March 18, 2019

Rebasing commits instead of merging

When working with Git it is not uncommon for work to be done in parallel to each other on different branches. Sooner or later these branches will either be merged together or diverge more and more. Sometimes two features might depend on each others changes.

Lets say that you are building a new feature for playing sounds whenever the user presses a button ( awesome feature, I know…). At the same time, some changes are being made to the Audio API so that some parameters will be different when calling playSound. If you just ignore these changes until you are done with the feature you will end up with merge conflicts at the time of merging your branch into master. A better way is to get those changes as soon as possible and continue to make your feature based on those changes.

One option is to simply merge the changes from the master branch into your feature branch and continue working.

git checkout {branch}
git merge master

The problems with this approach might not seem obvious at first, but in time and when more people are working on the same project some issues start to occur.

First, more merge commits are now being made with no meaningful content in them, meaning more noise is being added to the history. Second, starts to look more and more like a tangled mess which makes it very hard to follow what is going on.

An example of a tangled git log with a lot of merge commits.

Since git commits only apply changes to the repository, a better approach is to start basing your changes on the new Audio API changes, using git rebase. This essentially takes your changes and make it seem as if you started your work after the new API changes were made.

To perform a rebase in the terminal start by checking out the branch you would like to rebase on and make sure you are up to date. In this example we will rebase on master.

git checkout master
git pull

Once that’s done, go back to your branch and type the following.

git checkout {branch_name}
git rebase master

That’s it! Now, you might have to solve some conflicts that you need to solve. In that case you have to manually solve the conflicts and then, in the terminal type

git rebase --continue

Below is a graphical comparison of how using merge and rebase can look like after it’s completed.

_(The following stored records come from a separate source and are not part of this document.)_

PR #111, opened 2019-05-10
Enable image layer with external and embedded image assets.

plaiMS:


LottieGen/LottieFileProcessor.cs
```diff
@@ -339,25 +339,28 @@ bool TryGenerateCSharpCode(string outputFilePath)
...
         }
 
-        var code = CSharpInstantiatorGenerator.CreateFactoryCode(
-                    _className,
-                    _rootVisual,
-                    (float)_lottieComposition.Width,
-                    (float)_lottieComposition.Height,
-                    _lottieComposition.Duration,
-                    _options.DisableCodeGenOptimizer);
+        CSharpInstantiatorGenerator.CreateFactoryCode(
```
simeoncran: Now that we are not using the return value for the code, please have it return a bool and rename the method to TryCreateFactoryCode

LottieGen/LottieFileProcessor.cs
```diff
@@ -339,25 +339,28 @@ bool TryGenerateCSharpCode(string outputFilePath)
...
+                _className,
+                _rootVisual,
+                (float)_lottieComposition.Width,
+                (float)_lottieComposition.Height,
+                _lottieComposition.Duration,
+                out var csText,
+                out var infoText,
```
simeoncran: Put the outs last in the parameter list.

LottieGen/LottieFileProcessor.cs
```diff
@@ -339,25 +339,28 @@ bool TryGenerateCSharpCode(string outputFilePath)
...
             return false;
         }
 
-        var result = TryWriteTextFile(outputFilePath, code);
+        var result = TryWriteTextFile(outputFilePath, csText);
 
         if (result)
         {
             _reporter.WriteInfo($"C# code for class {_className} written to {outputFilePath}");
+            _reporter.WriteInfo(infoText);
```
simeoncran: >infoText [](start = 32, length = 8)

The info text should be created by LottieFileProcessor from information given to it by the CSharpInstantiatorGenerator. The CSharpInstantiatorGenerator should not be creating messages for the user.

source/Lottie/LottieVisualDiagnostics.cs
```diff
@@ -90,17 +90,22 @@ public string GenerateWinCompXml()
             return WinCompData.Tools.CompositionObjectXmlSerializer.ToXml(RootVisual).ToString();
         }
 
-        public string GenerateCSharpCode()
+        public void GenerateCSharpCode(out string csText)
```
simeoncran: > public void GenerateCSharpCode(out string csText) [](start = 7, length = 50)

Why is the signature being changed?

source/Lottie/Instantiator.cs
```diff
@@ -1228,8 +1228,17 @@ Wm.LoadedImageSurface GetLoadedImageSurface(Wmd.LoadedImageSurface obj)
...
+            switch (obj.LoadType)
+            {
+                case Wmd.LoadedImageSurface.LoadedImageSurfaceLoadType.FromStream:
+                    var bytes = obj.Bytes;
+                    result = Wm.LoadedImageSurface.StartLoadFromStream(bytes.AsBuffer().AsStream().AsRandomAccessStream());
+                    break;
+                case Wmd.LoadedImageSurface.LoadedImageSurfaceLoadType.FromUri:
+                    result = null;
+                    break;
+            }
```
simeoncran: > } [](start = 11, length = 2)

Add a default case the throws.

source/Lottie/Instantiator.cs
```diff
@@ -1228,8 +1228,17 @@ Wm.LoadedImageSurface GetLoadedImageSurface(Wmd.LoadedImageSurface obj)
...
-            var bytes = obj.Bytes;
-            result = Wm.LoadedImageSurface.StartLoadFromStream(bytes.AsBuffer().AsStream().AsRandomAccessStream());
+            switch (obj.LoadType)
+            {
+                case Wmd.LoadedImageSurface.LoadedImageSurfaceLoadType.FromStream:
+                    var bytes = obj.Bytes;
+                    result = Wm.LoadedImageSurface.StartLoadFromStream(bytes.AsBuffer().AsStream().AsRandomAccessStream());
+                    break;
+                case Wmd.LoadedImageSurface.LoadedImageSurfaceLoadType.FromUri:
+                    result = null;
```
simeoncran: >result = null; [](start = 20, length = 14)

Missing implementation?

source/LottieToWinComp/LottieToWinCompTranslator.cs
```diff
@@ -3,7 +3,7 @@
 // See the LICENSE file in the project root for more information.
 
 // Enable use of Image Layer
-//#define EnableImageLayer
```
simeoncran: I think this #define can die now, right?

source/LottieToWinComp/LottieToWinCompTranslator.cs
```diff
@@ -670,21 +670,40 @@ Visual TranslateImageLayer(TranslationContext context, ImageLayer layer)
...
+                    imageAssetHeight = embeddedImageAsset.Height;
+                    break;
+                case ImageAsset.ImageAssetType.External:
+                    var externalImageAsset = (ExternalImageAsset)imageAsset;
+                    surface = LoadedImageSurface.StartLoadFromUri($"{externalImageAsset.Path}{externalImageAsset.FileName}");
+                    imageAssetWidth = externalImageAsset.Width;
+                    imageAssetHeight = externalImageAsset.Height;
+                    _issues.ExternalImageFilesExpected($"{externalImageAsset.Path}{externalImageAsset.FileName}");
+                    break;
+            }
```
simeoncran: Add a default case that throws. Then get rid of the unnecessary initialization of variables that are initialized in the non-throwing cases.

source/LottieToWinComp/LottieToWinCompTranslator.cs
```diff
@@ -670,21 +670,40 @@ Visual TranslateImageLayer(TranslationContext context, ImageLayer layer)
...
-
             var content = CreateSpriteVisual();
             containerVisualContentNode.Children.Add(content);
             content.Size = new Sn.Vector2((float)imageAsset.Width, (float)imageAsset.Height);
 
-            var embeddedImageAsset = (EmbeddedImageAsset)imageAsset;
-            var surface = LoadedImageSurface.StartLoadFromStream(embeddedImageAsset.Bytes);
-            var imageBrush = CreateSurfaceBrush(surface);
+            LoadedImageSurface surface = null;
+            CompositionSurfaceBrush imageBrush = null;
```
simeoncran: >imageBrush [](start = 36, length = 10)

Declare at first use rather than up here.

source/UIData/CodeGen/Canonicalizer.cs
```diff
@@ -284,6 +321,29 @@ void CanonicalizeColorBrushes()
...
+                    from item in nodes
+                    let obj = item.Object
+                    where (_ignoreCommentProperties || obj.Comment == null)
+                       && obj.Properties.IsEmpty
+                    select (item.Node, obj);
+
+                var grouping =
+                    from item in items
+                    let obj = item.obj
+                    let animators = obj.Animators.ToArray()
```
simeoncran: >ToArray [](start = 50, length = 7)

Is there any case where we would could canonicalize with an animation? If we'll never want to canonicalize with an animation, don't covert to an array, just use "where !animators.Any()"

source/UIData/CodeGen/Canonicalizer.cs
```diff
@@ -468,6 +528,33 @@ into grouped
...
+                        break;
+                    case LoadedImageSurface.LoadedImageSurfaceLoadType.FromUri:
+                        var groupingExternal =
+                            from item in items
+                            let obj = item.Object
+                            group item.Node by
+                            new
+                            {
+                                obj.FilePath,
+                            }
```
simeoncran: Do you need to create this object, or can you just use obj.FilePath directly?

source/UIData/CodeGen/CodeBuilder.cs
```diff
@@ -234,6 +235,49 @@ static string GetLine(string text, int maxLineLength, out string remainder)
             return text.Substring(0, breakAt);
         }
 
+        internal void BytesToLiteral(byte[] bytes, int maximumColumns = 100)
```
simeoncran: > = 100 [](start = 69, length = 6)

Not clear to me why we should have a default value, or why it would be 100.

source/UIData/CodeGen/CodeBuilder.cs
```diff
@@ -234,6 +235,49 @@ static string GetLine(string text, int maxLineLength, out string remainder)
...
+        {
+            var bytesLines = BytesToBytesList(bytes, maximumColumns - 1 - IndentSize).ToArray();
+
+            int i;
```
simeoncran: > int i [](start = 11, length = 6)

Please add a comment explaining the intention of this code... the pattern is a bit unusual.

source/UIData/CodeGen/CodeBuilder.cs
```diff
@@ -234,6 +235,49 @@ static string GetLine(string text, int maxLineLength, out string remainder)
...
+            for (i = 0; i < bytesLines.Length - 1; i++)
+            {
+                WriteLine($"{bytesLines[i]},");
+            }
+
+            WriteLine(bytesLines[i]);
+        }
+
+        internal IEnumerable<string> BytesToBytesList(byte[] bytes, int maximumWidth)
```
simeoncran: >internal [](start = 8, length = 8)

Can this be private? Also can it be static?

source/UIData/CodeGen/CSharpInstantiatorGenerator.cs
```diff
@@ -239,6 +255,64 @@ protected override void WriteCanvasGeometryTransformedGeometryFactory(CodeBuilde
...
+                case LoadedImageSurface.LoadedImageSurfaceLoadType.FromStream:
+                    builder.WriteLine($"var result = Windows.UI.Xaml.Media.LoadedImageSurface.StartLoadFromStream({fieldName}.AsBuffer().AsStream().AsRandomAccessStream());");
+                    break;
+                case LoadedImageSurface.LoadedImageSurfaceLoadType.FromUri:
+                    builder.WriteLine($"var result = Windows.UI.Xaml.Media.LoadedImageSurface.StartLoadFromUri(new Uri(\"{_stringifier.ExternalImageFileUri(info.ClassName, obj.FilePath)}\"));");
+                    break;
+            }
+        }
+
+        static void BytesToCSharpLiteral(CodeBuilder builder, byte[] bytes, int maximumColumns = 100)
```
simeoncran: > s [](start = 7, length = 2)

This code is also in CodeBuilder. Can it be shared?

source/UIData/CodeGen/CxInstantiatorGenerator.cs
```diff
@@ -130,17 +140,31 @@ namespace AnimatedVisuals
             builder.WriteLine("using namespace Windows::UI::Composition;");
             builder.WriteLine("using namespace Windows::Graphics;");
             builder.WriteLine("using namespace Microsoft::WRL;");
+            if (info.UsesLoadedImageSurfaceFromStream || info.UsesLoadedImageSurfaceFromUri)
```
simeoncran: Can/should we break these flags up so that they refer to the thing that the code needs rather than the thing that is in the code? E.g. UsesWindowsUiXamlMedia
Think about what happens when there's some other feature that we add then the decoding of the flags will get awkward.

source/UIData/CodeGen/CxInstantiatorGenerator.cs
```diff
@@ -376,6 +412,31 @@ protected override void WriteCanvasGeometryTransformedGeometryFactory(CodeBuilde
             builder.WriteLine($"result = {FieldAssignment(fieldName)}new GeoSource(transformed);");
         }
 
+        /// <inheritdoc/>
+        protected override void WriteLoadedImageSurfaceFactory(CodeBuilder builder, CodeGenInfo info, LoadedImageSurface obj, string fieldName)
+        {
+            switch (obj.LoadType)
+            {
+                case LoadedImageSurface.LoadedImageSurfaceLoadType.FromStream:
+                    builder.WriteLine("InMemoryRandomAccessStream ^ stream = ref new InMemoryRandomAccessStream();");
```
simeoncran: >  [](start = 65, length = 1)

No space before the hat.

source/UIData/CodeGen/InstantiatorGeneratorBase.cs
```diff
@@ -1883,6 +1977,10 @@ protected internal abstract class StringifierBase : IStringifier
             public abstract string Vector3(Vector3 value);
 
             public string Hex(int value) => $"0x{value.ToString("X2")}";
+
+            public virtual string Static => "static";
+
+            public virtual string ExternalImageFileUri(string className, string filePath) => $"ms-appx:///Assets/{className}/{filePath}";
```
simeoncran: The name doesn't seem right - it's an asset, not necessarily an image file. And it's not external.

source/UIData/CodeGen/CxInstantiatorGenerator.cs
```diff
@@ -376,6 +412,31 @@ protected override void WriteCanvasGeometryTransformedGeometryFactory(CodeBuilde
...
+                    builder.WriteLine("stream->Seek(0);");
+                    builder.WriteLine($"{_stringifier.Var} result = Windows::UI::Xaml::Media::LoadedImageSurface::StartLoadFromStream(stream);");
+                    break;
+                case LoadedImageSurface.LoadedImageSurfaceLoadType.FromUri:
+                    builder.WriteLine($"{_stringifier.Var} result = Windows::UI::Xaml::Media::LoadedImageSurface::StartLoadFromUri(ref new Uri(\"{_stringifier.ExternalImageFileUri(info.ClassName, obj.FilePath)}\"));");
+                    break;
+            }
+        }
+
+        protected override void WriteBytesField(CodeBuilder builder, string fieldName)
```
simeoncran: Is it necessary to create a virtual method for this? I'm hoping the base class can express this concept.

source/UIData/CodeGen/InstantiatorGeneratorBase.cs
```diff
@@ -282,6 +283,48 @@ static string SanitizeTypeName(string name)
...
+                }
+            }
+
+            if (bytesWritten)
+            {
+                builder.WriteLine();
+            }
+        }
+
+        protected virtual void WriteBytesField(CodeBuilder builder, string fieldName)
```
simeoncran: Needs comments, especially so because it is now part of the protected interface for the class.

source/UIData/CodeGen/InstantiatorGeneratorBase.cs
```diff
@@ -282,6 +283,48 @@ static string SanitizeTypeName(string name)
...
+            CodeBuilder builder,
+            CodeGenInfo info,
+            Wmd.LoadedImageSurface obj,
+            string fieldName);
+
+        void WriteBytesFields(CodeBuilder builder, ObjectData[] nodes)
+        {
+            bool bytesWritten = false;
+
+            foreach (var node in nodes)
```
simeoncran: >foreach [](start = 12, length = 7)

Rather than filtering inside a foreach, just do the foreach over a filtered list of nodes.

source/UIData/CodeGen/InstantiatorGeneratorBase.cs
```diff
@@ -282,6 +283,48 @@ static string SanitizeTypeName(string name)
...
+        /// <param name="info">A <see cref="CodeGenInfo"/> used to get information about the code.</param>
+        /// <param name="obj">Describes the object that should be instantiated by the factory code.</param>
+        /// <param name="fieldName">The name of the Bytes field that should be used for StartLoadFromStream().</param>
+        protected abstract void WriteLoadedImageSurfaceFactory(
+            CodeBuilder builder,
+            CodeGenInfo info,
+            Wmd.LoadedImageSurface obj,
+            string fieldName);
+
+        void WriteBytesFields(CodeBuilder builder, ObjectData[] nodes)
```
simeoncran: This seems weird to pass in all of the nodes, or are they not all the nodes?

simeoncran: Please move this private method down below so it isn't interrupting the list of protected methods.

source/UIData/CodeGen/CSharpInstantiatorGenerator.cs
```diff
@@ -239,6 +255,64 @@ protected override void WriteCanvasGeometryTransformedGeometryFactory(CodeBuilde
...
+        /// <inheritdoc/>
+        protected override void WriteLoadedImageSurfaceFactory(CodeBuilder builder, CodeGenInfo info, LoadedImageSurface obj, string fieldName)
+        {
+            switch (obj.LoadType)
+            {
+                case LoadedImageSurface.LoadedImageSurfaceLoadType.FromStream:
+                    builder.WriteLine($"var result = Windows.UI.Xaml.Media.LoadedImageSurface.StartLoadFromStream({fieldName}.AsBuffer().AsStream().AsRandomAccessStream());");
+                    break;
+                case LoadedImageSurface.LoadedImageSurfaceLoadType.FromUri:
+                    builder.WriteLine($"var result = Windows.UI.Xaml.Media.LoadedImageSurface.StartLoadFromUri(new Uri(\"{_stringifier.ExternalImageFileUri(info.ClassName, obj.FilePath)}\"));");
```
simeoncran: >info.ClassName [](start = 156, length = 14)

This method shouldn't need to know the class name. Storing files in assets should be something that the base class should know about.

source/UIData/CodeGen/InstantiatorGeneratorBase.cs
```diff
@@ -2015,5 +2124,25 @@ internal string TypeName
             // Sets the first character to lower case.
             static string CamelCase(string value) => $"_{char.ToLowerInvariant(value[0])}{value.Substring(1)}";
         }
+
+        /// <summary>
+        /// Call this to generate information text to output to the user.
+        /// </summary>
+        /// <param name="className">Class name of the code.</param>
+        /// <returns>Information about the code.</returns>
+        protected string GenerateInfoText(string className)
```
simeoncran: Put this up with the other protected methods for the class.
In general, the stuff at the bottom of the file should be nested classes, not methods.
But see other comments about how we should not be returning strings for this info.

source/UIData/Tools/ObjectGraph.cs
```diff
@@ -47,7 +47,13 @@ public static new ObjectGraph<T> FromCompositionObject(CompositionObject root, b
             return result;
         }
 
-        public IEnumerable<T> Nodes => _compositionObjectReferences.Values.Concat(_compositionPathReferences.Values).Concat(_canvasGeometryReferences.Values);
+        public IEnumerable<T> Nodes
+        {
+            get
```
simeoncran: > ge [](start = 11, length = 3)

Why switch to the get syntax? It's inconsistent with the other properties around here.

source/WinUIXamlMediaData/LoadedImageSurface.cs
```diff
@@ -9,20 +9,50 @@ namespace Microsoft.Toolkit.Uwp.UI.Lottie.WinUIXamlMediaData
...
+
+        public LoadedImageSurfaceLoadType LoadType => _loadType;
+
+        /// <inheritdoc/>
+        public string LongDescription { get; set; }
+
+        /// <inheritdoc/>
+        public string ShortDescription { get; set; }
+
+        public enum LoadedImageSurfaceLoadType
```
simeoncran: >LoadedImageSurfaceLoadType [](start = 20, length = 26)

This is making me feel uncomfortable. Why not just have the caller check with Bytes or FilePath is null?
If you did have this, it would make sense to make LoadedImageSurface abstract and have a subclass for each load type.

source/WinUIXamlMediaData/LoadedImageSurface.cs
```diff
@@ -9,20 +9,50 @@ namespace Microsoft.Toolkit.Uwp.UI.Lottie.WinUIXamlMediaData
...
+            _filePath = filePath;
+            _loadType = LoadedImageSurfaceLoadType.FromUri;
         }
 
         public static LoadedImageSurface StartLoadFromStream(byte[] bytes)
         {
             return new LoadedImageSurface(bytes);
         }
 
+        public static LoadedImageSurface StartLoadFromUri(string filePath)
```
simeoncran: >filePath [](start = 65, length = 8)

Why is it a file path if the method is called "FromUri"?

simeoncran: Should/can we support the version of StartLoadFromUri that takes a size?

simeoncran:
> [comment]: # (name:LayerEffectsIsNotSupported)

While you're editing the .md files, can you try saving them as UTF8 with no BOM so that they look nice in CodeFlow.

---
Refers to: source/Issues/LP0008.md:3 in 964dbbd. [](commit_id = 964dbbdee35b25297b12146993a6b22d64bba310, deletion_comment = False)

source/UIData/Tools/ObjectGraph.cs
plaiMS: VS suggested that change :P Switched back to original format.

---
In reply to: [283913002](https://github.com/windows-toolkit/Lottie-Windows/pull/111#discussion_r283913002) [](ancestors = 283913002)

LottieGen/LottieFileProcessor.cs
plaiMS: The disableFieldOptimization parameter is optional and must be the last parameter.

---
In reply to: [283587899](https://github.com/windows-toolkit/Lottie-Windows/pull/111#discussion_r283587899) [](ancestors = 283587899)

source/UIData/CodeGen/CSharpInstantiatorGenerator.cs
plaiMS: This code shouldn't be here. Removed.

---
In reply to: [283590296](https://github.com/windows-toolkit/Lottie-Windows/pull/111#discussion_r283590296) [](ancestors = 283590296)

LottieGen/LottieFileProcessor.cs
simeoncran: Should it be optional? 

---
In reply to: [283956130](https://github.com/windows-toolkit/Lottie-Windows/pull/111#discussion_r283956130) [](ancestors = 283956130,283587899)

LottieGen/LottieFileProcessor.cs
simeoncran: Actually... let's add a class for the result and shove everything into that class
* CSharpGeneratedCode
* CxGeneratedCode
Return null on failure.
In the CSharp one have properties:  CsText, ReferencedAssetPaths
In the Cx one have properties:  CxText, HeaderText, ReferencedAssetPaths

---
In reply to: [283587851](https://github.com/windows-toolkit/Lottie-Windows/pull/111#discussion_r283587851) [](ancestors = 283587851)

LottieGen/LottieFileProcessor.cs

On the left the new changes on master are first merged into the branch before the branch itself is merged into master. On the right, the changes on the branch (starting from c5) are rebased on the newest changes and then merged into master once they are completed.

The benefits of rebasing are the following:

  • It’s easier to discover where bugs were introduced. Since all the commits are not tangled up it’s easier to follow the changes as a straight line.
  • It’s easier to revert commits.
  • You get a cleaner history that is easier to follow and your team easily keep up.